New York Passes Historic Right to Repair Bill

New York Passes Historic Right to Repair Bill

Precedent-setting law ushers in a new era of consumer rights

The world’s first comprehensive right to repair bill has finally been signed into law by New York Governor Kathy Hochul, over six months after it passed the legislature nearly unanimously. Huzzah!

This groundbreaking legislation will give consumers and independent shops equal access to the parts and information they need to fix electronic products. Manufacturers will no longer be able to limit part sales and documentation availability to their own repair services. Consumers will have more choice over how they repair their products.

“New York leads the nation again—today, the United States’ first right to repair bill, the Digital Fair Repair Act, was signed into law—putting consumers first, leveling the playing field for independent repair shops, and reducing our e-waste footprint on the environment,” said bill sponsor Assemblymember Patricia Fahy of Albany.

Representative Pat Fahy

This law will give New Yorkers more control over their electronic devices and make repairs more affordable. It’s also a win for the environment, reducing e-waste and helping advance the state’s plans to fight climate change.

iFixit CEO Kyle Wiens was thrilled: “This is a huge victory for consumers and a major step forward for the right to repair movement. New York has set a precedent for other states to follow, and I hope to see more states passing similar legislation in the near future.”

This law applies to virtually all electronic equipment that manufacturers can repair through existing service channels. The bill excludes some sectors such as appliances, security alarms, motor vehicles, medical devices, farm equipment, outdoor power equipment, power tools, industrial electrical equipment, and e-bikes. Many other states are considering Right to Repair legislation that would protect those product categories, including the powered wheelchair Right to Repair law that goes into effect in Colorado on January 1.

A New Hope

Gay Gordon-Byrne, New Yorker and Executive Director of the Repair Association, said, “This is a great day for New York and the world. New York has stood up to the biggest of the big tech oligarchs and delivered a resounding blow to block their repair monopolies. This war for repair access is being fought around the world, and this first victory is historic.”

She was especially appreciative of the coalition that made this happen. “Heartfelt thanks and congratulations to the bill sponsors, Assemblymember Pat Fahy and Senator Neil Breslin, Committee Chairs Senator Kevin Thomas and Assemblymember Nily Rozic for their commitment and leadership. This was a true coalition effort and proof that David can win against Goliath.” Rep. Pat Fahy, Senator Neil Breslin, and their staff overcame hugely powerful and aggressive opposition and achieved a major victory for their constituents and the world.

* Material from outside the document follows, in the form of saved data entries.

PR #155, opened 2023-09-18
Check for undefined symbols #145

### LINKED ISSUE #145: Check for undefined symbols in our shared library that will not be provided by postgres in CI/CD
context:
detailed description of the issue in the comment here:
https://github.com/lanterndata/lantern/blob/main/scripts/extern_defined.sh#L5-L34
https://github.com/lanterndata/lantern/blob/main/scripts/check_symbols.sh

var77:
I have modified `scripts/extern_defined.sh` script to get the postgres binary dependencies dynamic and also get postgres binary path from `pgconfig`.  
Now there will be check in CI for undefined symbols in our binary.

For test I have added undefined function in our hnsw.h header file and the called that function from hnsw.c file. The check is returning the missing symbol correctly
Pasted Graphic

closes #145

### DIFF
--- a/ci/scripts/build-linux.sh
+++ b/ci/scripts/build-linux.sh
@@ -37,7 +37,12 @@ function package_if_necessary() {
 }
 
 function cleanup_environment() {
+  # Check for undefined symbols
+  if [ ! -n "$ENABLE_COVERAGE" ]
+  then
+    /tmp/lantern/scripts/check_symbols.sh ./lantern.so
+  fi
+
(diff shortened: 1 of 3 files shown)


Ngalstyan4:
Please comment each line with some info on why we need it. the old code comments could help.

Also, please test locally that if you create an undefined function, this check fails, even when compilation of the shared library succeeds.

Otherwise, looks good!

Ngalstyan4 (approved):
Looks good!

Issue #92, opened 2023-08-27
vector_l2sq_dist doesn't seem necessary


dqii:
l2sq_dist works on pgvector's vector type.
e.g., `SELECT l2sq_dist('[1,1]'::vector, '[0,0]'::vector);`
and `SELECT vector_l2sq_dist('[1,1]'::vector, '[0,1]'::vector);`

PR #157, opened 2023-09-18
remove pgvector specific l2sq metric

ezra-varady:
This removes the extra function to calculate L2 squared distance specifically on pgvectors vector type, addressing #92. It also cleans up what I believe is a superflous condition in the sql file. In case it's useful, [this](https://github.com/pgvector/pgvector/blob/b247b688a8ef56103b2dea1f9dd53a87b27696b6/sql/vector.sql#L145-L146) is where pgvector defines the implicit cast of their datatype to real

### DIFF
--- a/ci/scripts/run-benchmarks.sh
+++ b/ci/scripts/run-benchmarks.sh
@@ -30,7 +30,7 @@ POSTGRES_HOST_AUTH_METHOD=trust /usr/lib/postgresql/$PG_VERSION/bin/postgres 1>/
 wait_for_pg
 cd $WORKDIR/build
 
-export DATABASE_URL=postgresql://localhost:5432/postgres
+export LANTERN_DATABASE_URL=postgresql://localhost:5432/postgres
 git clone https://github.com/lanterndata/benchmark
 cd benchmark
 pip install -r core/requirements.txt
--- a/ci/scripts/run-benchmarks.sh
+++ b/ci/scripts/run-benchmarks.sh
@@ -15,7 +15,7 @@ wait_for_pg(){
  done
 }
 
-export WORKDIR=/tmp/lantern
+export WORKDIR=/home/vagrant/lanterndb
 export PG_VERSION=15
 export GITHUB_OUTPUT=/dev/null
 export PGDATA=/etc/postgresql/$PG_VERSION/main/
@@ -31,6 +31,7 @@ wait_for_pg
 cd $WORKDIR/build
 
 export LANTERN_DATABASE_URL=postgresql://localhost:5432/postgres
+export DATABASE_URL=postgresql://localhost:5432/postgres
 git clone https://github.com/lanterndata/benchmark
 cd benchmark
 pip install -r core/requirements.txt
--- a/ci/scripts/run-benchmarks.sh
+++ b/ci/scripts/run-benchmarks.sh
@@ -15,7 +15,7 @@ wait_for_pg(){
  done
 }
 
-export WORKDIR=/home/vagrant/lanterndb
+export WORKDIR=/tmp/lantern
 export PG_VERSION=15
 export GITHUB_OUTPUT=/dev/null
 export PGDATA=/etc/postgresql/$PG_VERSION/main/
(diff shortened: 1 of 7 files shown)


ezra-varady:
not sure what's causing the increase in latency, I don't see it locally

ci/scripts/run-benchmarks.sh
```diff
@@ -30,6 +30,7 @@ POSTGRES_HOST_AUTH_METHOD=trust /usr/lib/postgresql/$PG_VERSION/bin/postgres 1>/
 wait_for_pg
 cd $WORKDIR/build
 
+export LANTERN_DATABASE_URL=postgresql://localhost:5432/postgres
```
dqii, line 33: If you pull from main this should no longer be necessary. Sorry about that

sql/lantern.sql
```diff
@@ -29,14 +29,13 @@ BEGIN
 	END IF;
 
 	IF pgvector_exists THEN
-		-- taken from pgvector so our index can work with pgvector types
-		CREATE FUNCTION vector_l2sq_dist(vector, vector) RETURNS float8
-			AS 'MODULE_PATHNAME' LANGUAGE C IMMUTABLE STRICT PARALLEL SAFE;
+                CREATE FUNCTION l2sq_dist(real[], real[]) RETURNS real
```
dqii, line 32: Is it necessary to define this twice? I notice it in line 60 as well.

test/expected/hnsw_vector.out
```diff
@@ -111,12 +111,12 @@ FROM small_world ORDER BY v <-> '[0,1,0]'::VECTOR LIMIT 7;
  100 | 2.00
 (7 rows)
 
-EXPLAIN SELECT id, ROUND(vector_l2sq_dist(v, '[0,1,0]'::VECTOR)::numeric, 2) as dist
+EXPLAIN SELECT id, ROUND(l2sq_dist(v, '[0,1,0]'::VECTOR)::numeric, 2) as dist
```
dqii, line 114: Can you add COSTS FALSE here? So `EXPLAIN (COSTS FALSE) SELECT`

dqii:
LGTM overall

ezra-varady:
@dqii I made the requested changes! I apologize if I'm misunderstanding, but it appears the environment variable is undefined in the upstream ci script

sql/lantern.sql
```diff
@@ -29,14 +45,11 @@ BEGIN
...
-		-- taken from pgvector so our index can work with pgvector types
-		CREATE FUNCTION vector_l2sq_dist(vector, vector) RETURNS float8
-			AS 'MODULE_PATHNAME' LANGUAGE C IMMUTABLE STRICT PARALLEL SAFE;
-
+                -- Define operator class for vector type
 		CREATE OPERATOR CLASS dist_vec_l2sq_ops
 			DEFAULT FOR TYPE vector USING lantern_hnsw AS
 			OPERATOR 1 <-> (vector, vector) FOR ORDER BY float_ops,
-			FUNCTION 1 vector_l2sq_dist(vector, vector);
+			FUNCTION 1 l2sq_dist(real[], real[]);
```
Ngalstyan4, line 52: I think this works because now every time the operator is invoked, the inputs of type `vector` are implicitly cast to type `real[]`. Is this the case?
If so, how expensive is the cast? Can you point to the pgvector code implementing the cast? Can we get away without the cast by just defining a C function that understands the `vector` type and directly extracts floats from there for distance comparison?

context: 
- type casts https://www.postgresql.org/docs/current/sql-createcast.html
- custom types https://www.postgresql.org/docs/current/sql-createtype.html

Ngalstyan4 (commented):
Do you know about postgres update scripts?

Can you create a 0.0.4-latest.sql update script for the changes you have here?

ci/scripts/run-benchmarks.sh
dqii: Can you do one more merge from main? Fixed the upstream CI/CD

PR #158, opened 2023-09-18
Support Postgres 16

dqii:


var77 (approved):

src/hooks/plan_tree_walker.c
```diff
@@ -4,9 +4,19 @@
 
 #include <miscadmin.h>
 #include <nodes/nodeFuncs.h>
+#include <nodes/nodes.h>
 #include <nodes/parsenodes.h>
 #include <nodes/plannodes.h>
 
+bool is_plan_tree_node(Node *node)
```
Ngalstyan4, line 11: I think if you make this `static inline` and put it in the header file (`src/hooks/plan_tree_walker.h`) it will be more likely to be inlined by the complier

src/hooks/plan_tree_walker.c
```diff
@@ -63,15 +72,15 @@ bool plan_tree_walker(Plan *plan, bool (*walker_func)(Node *plan, void *context)
             if(base_plan_walker(&(ctescan->scan.plan), walker_func, context)) return true;
             break;
         }
-        // Join nodes
+#if PG_VERSION_NUM < 160000
         case T_Join:
```
Ngalstyan4, line 76: what hapened to T_Join in postgres 16?

test/expected/hnsw_cost_estimate.out
```diff
@@ -1,116 +1,129 @@
...
+    line text;
+BEGIN
+    EXECUTE explain_query INTO explain_output;
+    FOR line IN (
+        SELECT
+            unnest(string_to_array(explain_output, E'\n')))
+        LOOP
+            IF position(' ' IN
+            LEFT (line, 1)) = 0 AND line LIKE '%cost=%' THEN
+                cost_match :=(regexp_matches(line, 'cost=\d+\.\d+..\d+\.\d+'))[1];
```
Ngalstyan4, line 24: I find it easier to read regex when there is an example string you are trying to match in a comment.
Maybe add an example cost estimate and show how these lines break it down?

Ngalstyan4 (approved):
added small comments. Looks good!
Can you also delete [this folder (test/sql/results)](https://github.com/lanterndata/lantern/tree/main/test/sql/results) from source as part of the PR as well?

I had accidentally committed it at some point.

src/hooks/plan_tree_walker.c
dqii: From what I could tell from playing around with EXPLAINs, it stopped being used by Postgres 15. JOINs were handled with another node (I think T_Group?) in Postgres 15. So I think they just dropped it because not being used.

PR #943, opened 2016-04-06
Fixed OAuth authentication flow injections

nacx:
Changes how OAuth authentication flows are injected. Since different flows require different context properties, we can't eagerly create all flow classes because users will only bind to the context the properties relevant to the authentication for the current credential type.

This PR changes the current approach of declaring the properties as optional in each flow to let the OAuthModule lazily load only the right flow. This way we eliminate the need for optional injections and allow every flow to properly configure their properties.

It also provides an OAuthScopes implementation to properly designate the absence of scopes.

/cc @jmspring


nacx:
Squashed and pushed to master as [819141a6](http://git-wip-us.apache.org/repos/asf/jclouds/commit/819141a6).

Louis Rossmann and Representative Pat Fahy

Nathan Proctor of PIRG was quick to praise the efforts of the grassroots repair network. “I am incredibly proud of our scrappy coalition of tinkerers, fixers, repair shops, DIYers, and consumer and environmental advocates which continues to stand up to the most powerful manufacturers in the world. We’re grateful for our terrific legislative champions, Asm. Pat Fahy and Sen. Neil Breslin. We will continue to push for Right to Repair because it’s an idea whose time has come.”

Some Challenges Remain

Although advocates are enthusiastic to see the nation’s first broad electronics Right to Repair law, the bill leaves room for improvement. After extensive lobbying by electronics manufacturers represented by TechNet, an industry lobbying association, Governor Hochul made a number of changes that weakened the language passed by the legislature. The revised language excludes enterprise electronics relied on by schools, hospitals, universities, and data centers. It also excludes products that consumers already own and applies only to newly manufactured devices. We expect other states to rapidly adopt legislation that closes these loopholes.

This law will benefit consumers all over the world, not just in New York. Manufacturers will not want to ignore the New York market–if New York State were an independent nation, it would rank as the tenth-largest economy in the world. There is precedent for local laws impacting global markets; when the French repairability index was implemented, some electronics manufacturers made repair manuals freely available online for the first time. Other environmentally-friendly laws in Europe have also benefited consumers around the world. The RohS directive is widely credited for removing lead from consumer electronics.

Similarly, we expect manufacturers to adapt quickly to apply the New York law nationwide by posting service documentation online and selling repair parts. So far this year, Apple, Google, Valve, and Samsung have rolled out parts programs that will help them comply with this new law.

This law will apply to all products sold after July 1, 2023.

We encourage all New Yorkers to take advantage of this new law and explore your options for repairing your electronic devices. And around the world, repair advocates must keep fighting to secure the Right to Repair for everything we own.